Extracted records Block Start
PR #2932, opened 2016-12-06
[WIP] feat(ru): style guide

valorkin:


wardbell:
Thanks for the effort!  Unfortunately, I must close because translation efforts need to be coordinated with Angular management. Please contact @juleskremer if you'd like to follow up.

valorkin:
@wardbell we are part of ng l10n, but there are no movement in RI direction

PR #2937, opened 2016-12-06
docs(pipes/dart): improve FetchJsonPipe discussion

chalin:
Followup to #2923

```
Suites passed:
  public/docs/_examples/pipes/dart
```

cc @wardbell - as usual, this is mainly updates to Dart files but with minor tweaks to the TS Jade. There was actually a `:marked` missing so some text wasn't showing up. I've fixed that.

### DIFF
--- a/public/docs/ts/_cache/guide/pipes.jade
+++ b/public/docs/ts/_cache/guide/pipes.jade
@@ -162,14 +162,16 @@ figure.image-display
 figure.image-display
     img(src='/resources/images/devguide/pipes/power-booster.png' alt="Power Booster")
 
+- var _decls = _docsFor == 'dart' ? 'pipes' : 'declarations';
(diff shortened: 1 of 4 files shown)


public/docs/ts/_cache/guide/pipes.jade
```diff
@@ -361,7 +369,7 @@ h3#async-pipe The impure #[i AsyncPipe]
   The component doesn't have to subscribe to the async data source,
   it doesn't extract the resolved values and expose them for binding,
   and the component doesn't have to unsubscribe when it is destroyed
-  (a potential source of memory leaks).
+  (a potent source of memory leaks).
```
kwalrath: This change (potential -> potent) seems questionable, but since it's not yours, Patrice...

@kapunahelewong maybe you can fix it?

PR #2940, opened 2016-12-07
[WIP] docs(why-ts): new "Why TypeScript?" page

wardbell:
**WIP** - still missing the "Angular Tools" section. Could merge now and add that later.

### DIFF
--- a/public/docs/ts/latest/why-ts.jade
+++ b/public/docs/ts/latest/why-ts.jade
@@ -1,0 +1,124 @@
+include _util-fns
+
+:marked
+  # Why Typescript?
+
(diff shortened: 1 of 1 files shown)


public/docs/ts/latest/why-ts.jade
```diff
@@ -0,0 +1,125 @@
+block includes
+  include _util-fns
```
chalin: You can drop the `block includes` and unindent the `include ...` line.

wardbell: Thanks.

PR #1318, opened 2026-07-21
Make job rescue paginated to protect against full batch of no-rescue jobs

brandur:
This one's aimed at fixing a long-standing bug accidentally detected
while working on another rescue-related feature.

The `JobRescuer` works by fetching a full batch of jobs to rescue then
going through each one to determine what it should be doing about it.
The default batch size is 10k, so this generally works perfectly fine.

Some stuck jobs are potentially not rescued if their timeout is
configured to be -1 (no timeout).

Codex identified a tail bug possibility in which if you had an entire
batch worth of jobs with -1 timeouts, they'd block any jobs after them
from being rescued. So the rescuer would rescue 10k jobs, determine none
of them needed rescue, then go back to sleep, stranding any jobs after
that.

This is such a tail possibility that it's probably fine, but just since
we're making changes to the rescue driver boundary right now anyway,
it's not a bad time to just get this one fixed up.

### DIFF
--- a/CHANGELOG.md
+++ b/CHANGELOG.md
@@ -18,6 +18,7 @@ and this project adheres to [Semantic Versioning](https://semver.org/spec/v2.0.0
 ### Fixed
 
 - Guard against empty job slice returned by `JobSetStateIfRunningMany` when a job has been deleted mid-run. [PR #1308](https://github.com/riverqueue/river/pull/1308).
+- Fixed `JobRescuer` pagination so a full batch of running jobs with disabled or longer worker-specific timeouts can't prevent later stuck jobs from being rescued. [PR #1318](https://github.com/riverqueue/river/pull/1318).
 
 ## [0.40.0] - 2026-07-02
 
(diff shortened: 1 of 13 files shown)


CHANGELOG.md
```diff
@@ -19,6 +19,7 @@ and this project adheres to [Semantic Versioning](https://semver.org/spec/v2.0.0
 ### Fixed
 
 - Guard against empty job slice returned by `JobSetStateIfRunningMany` when a job has been deleted mid-run. [PR #1308](https://github.com/riverqueue/river/pull/1308).
+- Fixed `JobRescuer` pagination so a full batch of running jobs with disabled or longer worker-specific timeouts can't prevent later stuck jobs from being rescued.
```
bgentry: PR number?

bgentry (approved):

CHANGELOG.md
brandur: Thx, fixed.

PR #1319, opened 2026-07-21
Update producer keep alive interval to 30 seconds

brandur:
Halve the producer keep alive interval from 1 minute to 30 seconds. This
is still a long enough duration that it shouldn't significantly impact
database health in any way, but since producers are reporting a little
more often, makes it a bit less likely that we accidentally rescue a
running job with the active job rescue feature.


bgentry (approved):
FYI the PR description & commit have a typo: `s/Halve he/Halve the`

Otherwise LGTM, I was looking at doing something similar for another feature anyway!

brandur:
Thx! Typo fixed.

PR #1324, opened 2026-07-22
Harden JSON unmarshaling in job rescuer + job executor

### LINKED ISSUE #1323: job_rescuer: UnmarshalJob error doesn't short-circuit makeRetryDecision, causing incorrect rescue behavior
## Bug

When `workUnit.UnmarshalJob()` returns an error inside `makeRetryDecision`, the error is only logged — execution continues to call `workUnit.Timeout()` and `workUnit.NextRetry()` on an incompletely initialized work unit.

## Affected file

`internal/maintenance/job_rescuer.go`, lines 322–326:

```go
workUnit := workUnitFactory.MakeUnit(job)
if err := workUnit.UnmarshalJob(); err != nil {
    s.Logger.ErrorContext(ctx, s.Name+": Error unmarshaling job args: %s"+err.Error(),
        slog.String("job_kind", job.Kind), slog.Int64("job_id", job.ID))
}
// execution falls through to here even on unmarshal failure:
timeout := workUnit.Timeout()
```

## Impact

- `workUnit.Timeout()` returns its zero value (`0`), which passes the `timeout < 0 || timeout > 0 && ...` guard as neither branch fires — the `jobRetryDecisionIgnore` path is skipped, so the job is never left running when it should be.
- `workUnit.NextRetry()` also returns zero time, falling back to `ClientRetryPolicy`, silently losing any worker-specific retry override.

The job gets an incorrect rescue decision (reschedule with wrong timing) instead of the discard-with-error path that `nil workUnitFactory` already uses correctly.

There's also a minor string formatting issue on line 323: `": Error unmarshaling job args: %s" + err.Error()` embeds a literal `%s` in the log string instead of using a slog attribute.

## Suggested fix

Return early on unmarshal failure, matching the pattern used for the nil-factory case above:

```go
if err := workUnit.UnmarshalJob(); err != nil {
    s.Logger.ErrorContext(ctx, s.Name+": Error unmarshaling job args",
        slog.String("job_kind", job.Kind), slog.Int64("job_id", job.ID),
        slog.String("error", err.Error()))
    return jobRetryDecisionDiscard, time.Time{}
}
```

(Whether to discard or retry with a delay is a policy call — discard mirrors the existing nil-factory behavior, but a retry with backoff could also be appropriate.)

brandur:
Here, do a little more to harden unmarshaling in the job rescuer and job
executor. Previously, if a job's JSON didn't unmarshal successfully,
we'd log an error and move on, which could result in unexpected trouble.

Realistically, this would be a very rare circumstance though luckily --
the Postgres/SQLite `jsonb` fields guarantee the formatting of the JSON
data, so the only way for an unmarshaling problem to occur is if a job's
data was stored initially, and then the JSON Go struct later change to
be incompatible (i.e. string changed to an int or something of that
nature).

Here, during an unmarshal error, use the job's standard retry schedule
and back off, discarding the job if it's at the end of its allowed
retries. This approach is best because it gives the user a chance to
notice the failure and correct a potential unmarshaling problem by
either manipulating the job row's data or fixing their Go struct.

Fixes #1323, but also addresses a similar problem in the job executor
that Codex found while working.

### DIFF
--- a/CHANGELOG.md
+++ b/CHANGELOG.md
@@ -20,6 +20,7 @@ and this project adheres to [Semantic Versioning](https://semver.org/spec/v2.0.0
 
 - Guard against empty job slice returned by `JobSetStateIfRunningMany` when a job has been deleted mid-run. [PR #1308](https://github.com/riverqueue/river/pull/1308).
 - Fixed `JobRescuer` pagination so a full batch of running jobs with disabled or longer worker-specific timeouts can't prevent later stuck jobs from being rescued. [PR #1318](https://github.com/riverqueue/river/pull/1318).
+- If a job fails to unmarshal from JSON during job rescue or job execution, back off using the retry schedule and eventually discard it, similar to any other error that might occur. [PR #1324](https://github.com/riverqueue/river/pull/1324).
 
 ## [0.40.0] - 2026-07-02
 
--- a/internal/jobexecutor/job_executor.go
+++ b/internal/jobexecutor/job_executor.go
@@ -80,11 +80,12 @@ func MetadataUpdatesFromWorkContext(ctx context.Context) (map[string]any, bool) 
 }
 
 type jobExecutorResult struct {
-	Err             error
-	MetadataUpdates map[string]any
-	NextRetry       time.Time
-	PanicTrace      string
-	PanicVal        any
+	Err                error
+	JobArgsUnmarshaled bool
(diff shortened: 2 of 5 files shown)


brandur:
Tool failure on this one that caused the original title to be wrong. Correct PR title/description now.

bgentry (approved):

PR #1325, opened 2026-07-22
Move new pilot functions into a compatibility layer so we don't need immediate pro release

brandur:
In #1317 we added some new functions to the pilot to make the active job
rescue system work.

I was thinking this morning that the way this was done is a little
suboptimal for our pro customers. Expanding the pilot interface makes
the pro pilot immediately incompatible, so once we released this we'd
need to make sure to do an _immediate_ fast follow with a pro release,
otherwise there'd be no compatible version. And even with that fast
follow, if a customer tried to upgrade just River by itself, it'd break
their pro version without an upgrade.

Here, move the new functions into a special `PilotJobRescuer` interface
that's used where available by the rescuer, but allows a fall back in
case it's not. This will let us release the pro side at our leisure and
there will be multiple compatible River releases by then.

We'd want to unwind this eventually, so I left a couple comments in
place with instructions on how to do that.

### DIFF
--- a/internal/maintenance/job_rescuer.go
+++ b/internal/maintenance/job_rescuer.go
@@ -273,7 +273,7 @@ func (s *JobRescuer) runOnce(ctx context.Context) (*rescuerRunOnceResult, error)
 		}
 
 		if len(rescueManyParams.ID) > 0 {
-			_, err = s.Config.Pilot.JobRescueMany(ctx, s.exec, &rescueManyParams)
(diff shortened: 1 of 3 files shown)


brandur:
@bgentry Thoughts on this? Seems kind of nice as we won't have to rush as badly to get a Pro PR out.

bgentry (approved):
Great idea! :shipit:

brandur:
Excellent. Thanks!

PR #1327, opened 2026-07-23
Fix various small finalized-related bugs in job listing

### LINKED ISSUE #1326: JobListParams: OrderByFinalizedAt guard is inverted — rejects valid finalized-only filter, silently accepts meaningless non-finalized sort
## Bug

`JobListParams.toDBParams()` in `job_list_params.go` has an inverted guard when validating state filters for `JobListOrderByFinalizedAt`.

## Affected code (line ~244)

```go
if p.sortField == JobListOrderByFinalizedAt {
    currentNonFinalizedStates := make([]rivertype.JobState, 0, len(p.states))
    for _, state := range p.states {
        switch state {
        case rivertype.JobStateAvailable, rivertype.JobStatePending, ...:
            currentNonFinalizedStates = append(currentNonFinalizedStates, state)
        case rivertype.JobStateCancelled, rivertype.JobStateCompleted, rivertype.JobStateDiscarded:
        }
    }
    // Comment says: "user overrode the States list with only non-finalized states"
    if len(currentNonFinalizedStates) == 0 {   // ← INVERTED
        return nil, fmt.Errorf("cannot order by finalized_at with non-finalized state filters %+v",
            currentNonFinalizedStates)
    }
}
```

## What's wrong

The comment says the guard is checking for "only non-finalized states" — but the condition `len(currentNonFinalizedStates) == 0` is true when there are **zero** non-finalized states, meaning **all** states are finalized. That's actually the *correct* usage for `JobListOrderByFinalizedAt`.

The inverted conditions:

| States passed | `currentNonFinalizedStates` | `len == 0` | Result |
|---|---|---|---|
| Only finalized (e.g. `Cancelled`) | empty | true | ❌ Error returned (valid usage blocked) |
| Only non-finalized (e.g. `Available`) | `[Available]` | false | ✅ No error (meaningless sort allowed) |

When a caller passes only non-finalized states and orders by `finalized_at`, every result row has `finalized_at = NULL` — the sort is meaningless. But no error is returned. The one case that *should* work (all finalized states) is incorrectly rejected.

Additionally, the error message prints `currentNonFinalizedStates` (the empty slice `[]`) rather than the actual states being used, making the message uninformative.

## Suggested fix

```go
if len(currentNonFinalizedStates) == len(p.states) && len(p.states) > 0 {
    return nil, fmt.Errorf("cannot order by finalized_at with only non-finalized state filters %+v",
        currentNonFinalizedStates)
}
```

This fires when ALL states are non-finalized (the truly invalid case) and prints the actual problematic states in the error message.

brandur:
Fixes a few bugs related to use of finalized in job listing:

* Valid finalized-only queries were rejected because the validation
  condition was inverted. `JoblistOrderByFinalizedAt` was unusable as
  documented.

* Queries containing non-finalized states were accepted even though jobs
  would have no `finalized_at` value, making requested order meaningless.

* Mixed finalized and non-finalized filters were also accepted, leading
  to the same problem.

* Returning a non-finalized job could panic while constructing the
  pagination cursor because its `FinalizedAt` value is `nil`.

Fixes #1326, but also squashes a couple other related bugs that Codex
found while investigating.

### DIFF
--- a/CHANGELOG.md
+++ b/CHANGELOG.md
@@ -21,6 +21,7 @@ and this project adheres to [Semantic Versioning](https://semver.org/spec/v2.0.0
 - Guard against empty job slice returned by `JobSetStateIfRunningMany` when a job has been deleted mid-run. [PR #1308](https://github.com/riverqueue/river/pull/1308).
 - Fixed `JobRescuer` pagination so a full batch of running jobs with disabled or longer worker-specific timeouts can't prevent later stuck jobs from being rescued. [PR #1318](https://github.com/riverqueue/river/pull/1318).
 - If a job fails to unmarshal from JSON during job rescue or job execution, back off using the retry schedule and eventually discard it, similar to any other error that might occur. [PR #1324](https://github.com/riverqueue/river/pull/1324).
+- Fixed `JobListOrderByFinalizedAt` validation so finalized states are accepted while non-finalized states are rejected. [PR #1327](https://github.com/riverqueue/river/issues/1327).
 
 ## [0.40.0] - 2026-07-02
 
--- a/job_list_params.go
+++ b/job_list_params.go
@@ -232,6 +232,10 @@ func (p *JobListParams) toDBParams() (*dblist.JobListParams, error) {
 	}
 
 	if p.sortField == JobListOrderByFinalizedAt {
+		if len(p.states) == 0 {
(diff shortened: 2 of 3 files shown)


bgentry (approved):
LGTM just make sure this plays nicely with riverui 🙏

brandur:
Thx! Had Codex do a review pass on River UI and it seems to think it all checks out.

PR #1332, opened 2026-07-26
Use configured time for job snoozes and retries

### LINKED ISSUE #1322: JobSnooze ignores Config.Test.Time when calculating scheduled_at
## Description

`Config.Test.Time` was introduced in #754 (following #751) to let tests provide a synthetic `rivertype.TimeGenerator`. Scheduled-job eligibility uses that configured time source, but `JobSnooze` calculates its next absolute timestamp from the process wall clock:

```go
nextAttemptScheduledAt := time.Now().Add(snoozeErr.Duration)
```

The executor then compares that wall-clock-derived timestamp with `e.Time.Now()`. When `Config.Test.Time` is intentionally ahead of or behind wall time, the two values belong to different timelines.

This is present in v0.39.0 and still appears on `master`.

## Example

Assume:

- process wall clock: `2026-07-22 12:00 UTC`
- `Config.Test.Time`: `2026-06-10 12:00 UTC`
- worker returns `river.JobSnooze(8 * time.Hour)`

The current implementation stores approximately:

```text
scheduled_at = 2026-07-22 20:00 UTC
```

The expected synthetic-time value is:

```text
scheduled_at = 2026-06-10 20:00 UTC
```

Advancing the synthetic clock by eight hours therefore does not make the job eligible; it remains scheduled until the wall-clock-derived timestamp. If the synthetic clock is ahead of wall time, the inverse can happen and the snoozed job may become immediately eligible.

This makes `Config.Test.Time` unreliable for behavioral or manual simulation tests that exercise workers which repeatedly snooze themselves.

## Suggested change

Use the executor's configured time generator when calculating the snooze target:

```diff
- nextAttemptScheduledAt := time.Now().Add(snoozeErr.Duration)
+ nextAttemptScheduledAt := e.Time.Now().Add(snoozeErr.Duration)
```

This is also consistent with the comparison immediately below, which already uses `e.Time.Now()`.

When `Config.Test.Time` is nil, River's default time generator still delegates to `time.Now()`, so ordinary runtime behavior should remain unchanged.

## Suggested regression test

Create a client/worker with `Config.Test.Time` fixed to an instant that differs materially from wall time, return `JobSnooze(duration)`, and assert that the resulting job's `ScheduledAt` equals the synthetic instant plus the snooze duration.

pablobaldez:
`Config.Test.Time` is used when River evaluates whether scheduled jobs
are eligible to run, but `JobSnooze` and the default retry policy derived
their next `scheduled_at` values from the process wall clock. When a
configured time generator differed from wall time, this mixed two
timelines in the same scheduling flow and could make snoozed or retried
jobs run too early or remain ineligible for much longer than intended.

Here, derive snooze timestamps from the executor's configured time and
initialize River's default retry policy from the same base service clock.
This also initializes the default fallback policy in producer and
`rivertest.Worker` execution paths. Custom retry policies are unchanged,
and zero-value use continues to fall back to wall time.

Regression coverage exercises both job snoozing and retrying through the
public client boundary with a configured time generator. Focused tests
and `make lint` pass. The full local `make test` run encounters existing
`TestProducer_PollOnly` timeouts that reproduce on the unchanged base
commit.

Fixes #1322.


rivertest/worker.go
```diff
@@ -192,7 +193,7 @@ func (w *Worker[T, TTx]) workJob(ctx context.Context, tb testing.TB, tx TTx, job
 		ClientJobTimeout:         w.config.JobTimeout,
 		ClientRetryPolicy:        w.config.RetryPolicy,
 		Completer:                completer,
-		DefaultClientRetryPolicy: &river.DefaultClientRetryPolicy{},
+		DefaultClientRetryPolicy: defaultClientRetryPolicy,
```
brandur: Can you move the `baseservice.Init` invocation inline here? No point in making the code more indirect by defining `defaultClientRetryPolicy` all the way up there.

retry_policy.go
```diff
@@ -27,9 +28,15 @@ type ClientRetryPolicy interface {
 
 // DefaultClientRetryPolicy is River's default retry policy.
 type DefaultClientRetryPolicy struct {
+	baseService baseservice.BaseService
 	timeNowFunc func() time.Time
 }
 
+// GetBaseService returns the retry policy's base service.
+func (p *DefaultClientRetryPolicy) GetBaseService() *baseservice.BaseService {
```
brandur: Hey @pablobaldez, ideally we don't expose this internal stuff in River's public API.

I asked Codex on how it might do this differently without exposing extra API and it suggested this:

> I’d extract the clock-aware implementation into an internal package:
> 
> ``` go
> // internal/retrypolicy/default.go
> type Default struct {
>     timeGenerator rivertype.TimeGenerator
> }
> 
> func NewDefault(timeGenerator rivertype.TimeGenerator) *Default {
>     return &Default{timeGenerator: timeGenerator}
> }
> 
> func (p *Default) NextRetry(job *rivertype.JobRow) time.Time {
>     return NextRetryAt(p.timeGenerator.Now().UTC(), job)
> }
> 
> func NextRetryAt(now time.Time, job *rivertype.JobRow) time.Time {
>     // Existing retry calculation and jitter.
> }
> ```
> 
> The public zero-value policy remains unchanged and delegates to the shared calculation:
> 
> ``` go
> type DefaultClientRetryPolicy struct {
>     timeNowFunc func() time.Time
> }
> 
> func (p *DefaultClientRetryPolicy) NextRetry(job *rivertype.JobRow) time.Time {
>     return retrypolicy.NextRetryAt(p.timeNowUTC(), job)
> }
> ```
> 
> Internally, River substitutes the clock-aware implementation when the default policy is selected:
> 
> ``` go
> if _, ok := config.RetryPolicy.(*DefaultClientRetryPolicy); ok {
>     config.RetryPolicy = retrypolicy.NewDefault(archetype.Time)
> }
> ```
> 
> Producer and rivertest.Worker fallback policies can use the internal constructor directly:
> 
> ``` go
> defaultClientRetryPolicy := retrypolicy.NewDefault(archetype.Time)
> ```
> 
> This would:
> 
> - Remove GetBaseService and the baseservice dependency from the public policy.
> - Preserve zero-value wall-clock behavior for direct external use.
> - Keep Config.Test.Time consistent in Client, producer fallback, and rivertest.
> - Avoid mutating a public policy instance if it’s shared between clients.
> - Add no externally accessible API because internal/retrypolicy cannot be imported outside River.

That seems like a reasonable thing to try. Thoughts?

pablobaldez: That makes sense. I agree that exporting `GetBaseService` only for internal wiring isn’t ideal. I’ll move the clock-aware implementation behind an internal retry policy, keep the public zero-value behavior unchanged, and inline the `rivertest` fallback as suggested. Thanks for the concrete proposal.

brandur (approved):
Looks good! Thank you.

pablobaldez:
@brandur Thanks again for merging this. Would you be open to cutting a patch release with #1331 and #1332? We're waiting on a tagged version to remove our local `JobSnooze` workaround.

brandur:
Yeah, we don't have any other changes right now that'd be going out in a release anytime soon, so can't hurt to cut a release.

PR #1248, opened 2026-05-11
"Fix" intermittent producer test: `Test_Producer_CanSafelyCompleteJobsWhileFetchingNewOnes`

brandur:
"Fix" an intermittently failing producer test observed in CI [1].

    --- FAIL: Test_Producer_CanSafelyCompleteJobsWhileFetchingNewOnes (21.87s)
        riverdbtest.go:220: Dropped 0 expired postgres schema(s) in 10.195µs
        producer_test.go:61: Generated postgres schema "river_2026_05_11t08_13_21_schema_01" with migrations [1 2 3 4 5 6] on line "main" in 252.908761ms [2 generated] [0 reused]
        logger.go:256: time=2026-05-11T08:13:27.411Z level=INFO msg="producer: Producer job counts" num_completed_jobs=1859 num_jobs_running=637 num_jobs_stuck=0 queue=default
        logger.go:256: time=2026-05-11T08:13:32.411Z level=INFO msg="producer: Producer job counts" num_completed_jobs=3713 num_jobs_running=611 num_jobs_stuck=0 queue=default
        logger.go:256: time=2026-05-11T08:13:37.411Z level=INFO msg="producer: Producer job counts" num_completed_jobs=4471 num_jobs_running=200 num_jobs_stuck=0 queue=default
        producer_test.go:160: timed out waiting for last job to run
        logger.go:256: time=2026-05-11T08:13:42.411Z level=INFO msg="producer: Producer job counts" num_completed_jobs=9317 num_jobs_running=274 num_jobs_stuck=0 queue=default
        riverdbtest.go:293: Checked in postgres schema "river_2026_05_11t08_13_21_schema_01"; 1 idle schema(s) [6 generated] [23 reused]
    FAIL
    FAIL	github.com/riverqueue/river	55.241s

I put "fix" in quotes here because this isn't a good fix because this
isn't a good test. It spins up a ton of jobs so that it's already slow
under the best of conditions, but on a slow machine there's real risk of
timeout. Even in the event of success, it takes a pretty long time and
makes CI pretty slow. We expand the allowed 20 seconds to 45 seconds,
but even if that succeeds, it means the test case may take right up to
45 seconds by itself.

Still, I understand that hot take might be controversial (lol), so I
avoided making anymore substantive changes for the time being.

[1] https://github.com/riverqueue/river/actions/runs/25658336810/job/75312202309?pr=1247

PR #1335, opened 2026-07-30
make producer race test deterministic

bgentry:
This is a draft alternative to #1248.

The existing race regression test processes 10,000 jobs and relies on the final job starting within a fixed deadline, so race-enabled CI can fail from throughput variance even when the intended concurrency path is exercised.

Replace it with a coordinated three-job scenario that blocks fetches after capacity is calculated. The test completes jobs while fetches are pending, continuously reads capacity across active-job removals and additions, and asserts each capacity transition. A queued third job preserves backlog/refill coverage, and the scenario runs through both poll-only and notifier producer setups.

This guarantees the completion-during-fetch overlap without a wall-clock throughput deadline and keeps unsafe active-job accounting visible to the race detector without adding production-only test instrumentation.

### DIFF
--- a/producer_test.go
+++ b/producer_test.go
@@ -5,13 +5,13 @@ import (
 	"encoding/json"
 	"fmt"
 	"slices"
+	"sync/atomic"
 	"testing"
 	"time"
 
 	"github.com/stretchr/testify/require"
 
 	"github.com/riverqueue/river/internal/jobcompleter"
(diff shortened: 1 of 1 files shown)


brandur (approved):

bgentry:
Oops thought I sent this comment earlier:

@brandur this is still not the easiest test to read, but I do think it retains the coverage of the old test while being fully deterministic.

PR #1337, opened 2026-07-30
Let job args return plugins like they can for hooks/middleware

brandur:
Here, implement a job args `jobArgsWithPlugins` interface that lets job
args return a set of `Plugins`. This follows up the addition of plugins
in #1284, and makes the functionality symmetrical to what's available
with hooks/middleware. I would have done this before, but I forgot that
you could do this until I was looking at docs today. As in #1284 for
client config, `Hooks` and `Middleware` continue to be supported on job
args and have not yet been deprecated.

    type EmailArgs struct {
        To string `json:"to"`
    }

    func (EmailArgs) Kind() string { return "email" }

    func (EmailArgs) Plugins() []rivertype.Plugin {
        return []rivertype.Plugin{
            &EmailPlugin{},
        }
    }

    type EmailPlugin struct {
        river.PluginDefaults
    }

    func (p *EmailPlugin) WorkBegin(ctx context.Context, job *rivertype.JobRow) error {
        return nil
    }

I also had Codex look for opportunities for implementation clean up
since all of this was feeling like a few too many LOCs. It was able to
Extracted records Block End
A bare number is the whole answer: how many lines in the entries contain "makeRetryDecision"?

2